No sir. The problem is now — and I should also note that we will, using Ryan’s words, “run out of IOUs” in only a decade or so if the economy continues to perform as badly as it has during the past four years.
If the majority of the American people knew (as they currently don’t) that we are burdening our grandchildren and generations yet unborn with hundreds of billions of dollars a year in debt right now so that current and future Social Security recipients can continue to receive uninterrupted and unaffected benefits, the political landscape surrounding the program and federal finances in general might be vastly different. We’ll never find out unless and until those who know the truth make the necessary points and arguments publicly.
As to Biden’s blithe blather about the dangers of privatization and the stock market, George W. Bush’s partial privatization proposal never involved forcing current seniors to invest in the stock market; in fact, it never required anyone to do so. Instead, it gave current workers well over a decade away from retirement the ability if they so wished to invest two percent of their gross pay in one or more passively managed stock, bond, or cash-equivalent mutual funds which would replicate the overall returns of their underlying indices.
As seen here, if someone making $50,000 a year had begun investing that 2% of earnings at the beginning of 2007 in an S&P 500 index fund, at the end of 2011 they would have had an estimated account value of over $5,200. That’s an annual return of less than 1 percent, but it’s not some kind of disastrous loss — and it occurred, as noted earlier, during the worst economy since Franklin Delano Roosevelt. Imagine how that account value could grow with a combination of several decades of continued investment and responsible leadership genuinely interested in growing the economy in Washington.
There is a significant political benefit to instituting partial privatization. Giving people the opportunity to invest a portion of their Social Security taxes could dramatically change the mindset of voters, who would become more interested in having the government pursue policies that would unshackle and grow the economy, better enabling their investments to continue growing.

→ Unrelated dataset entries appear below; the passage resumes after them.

PR #3903, opened 2016-07-05
PendingTransportOperations and OutboxMessage use array instead of IEnumerable or IList

danielmarbach:
Removes unnecessary allocations on PendingTransportOperations and OutboxMessage

This time it is possible to use array. So we are not consistent on the lower level interfaces. But I think we should strive for right type for the use case on this low-level abstractions.

Changing the OutboxMessage has downstream implications for the persisters. When we agree with the proposal of this PR I'll link the downstream PRs.

## Downstream

* [RavenDB](https://github.com/Particular/NServiceBus.RavenDB/pull/251)
* [NHibernate](https://github.com/Particular/NServiceBus.NHibernate/pull/204)

### DIFF
--- a/src/NServiceBus.Core/Persistence/InMemory/Outbox/InMemoryOutboxStorage.cs
+++ b/src/NServiceBus.Core/Persistence/InMemory/Outbox/InMemoryOutboxStorage.cs
@@ -2,8 +2,6 @@
 {
     using System;
     using System.Collections.Concurrent;
-    using System.Collections.Generic;
-    using System.Linq;
     using System.Threading.Tasks;
     using Extensibility;
     using Outbox;
@@ -31,7 +29,7 @@
             var tx = (InMemoryOutboxTransaction) transaction;
             tx.Enlist(() =>
             {
-                if (!storage.TryAdd(message.MessageId, new StoredMessage(message.MessageId, message.TransportOperations.ToList())))
+                if (!storage.TryAdd(message.MessageId, new StoredMessage(message.MessageId, message.TransportOperations)))
                 {
                     throw new Exception($"Outbox message with id '{message.MessageId}' is already present in storage.");
                 }
@@ -48,24 +46,21 @@
                 return TaskEx.CompletedTask;
             }
 
-            storedMessage.TransportOperations.Clear();
-            storedMessage.Dispatched = true;
-
+            storedMessage.MarkAsDispatched();
             return TaskEx.CompletedTask;
         }
 
         public void RemoveEntriesOlderThan(DateTime dateTime)
         {
-            var entriesToRemove = storage
-                .Where(e => e.Value.Dispatched && e.Value.StoredAt < dateTime)
-                .Select(e => e.Key)
-                .ToList();
-
-            foreach (var entry in entriesToRemove)
+            foreach (var entry in storage)
             {
-                StoredMessage toRemove;
+                var storedMessage = entry.Value;
+                if (storedMessage.Dispatched && storedMessage.StoredAt < dateTime)
+                {
+                    StoredMessage toRemove;
 
-                storage.TryRemove(entry, out toRemove);
+                    storage.TryRemove(entry.Key, out toRemove);
+                }
             }
         }
 
@@ -75,7 +70,7 @@
 
         class StoredMessage
         {
-            public StoredMessage(string messageId, IList<TransportOperation> transportOperations)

Rest assured that the policies favored by the new investor class would not include continuing to give food stamps to people with more than adequate financial assets or whose incomes are way above the poverty line, passing out “Obama Phones” like candy to people who can afford to buy their own, and easing work requirements associated with traditional welfare. That’s what Obama, Biden, and Democrats, who do not hold “a somewhat similar position” to Romney and Ryan, really fear — an end to almost five decades of relentless Democratic vote-buying and cronyism.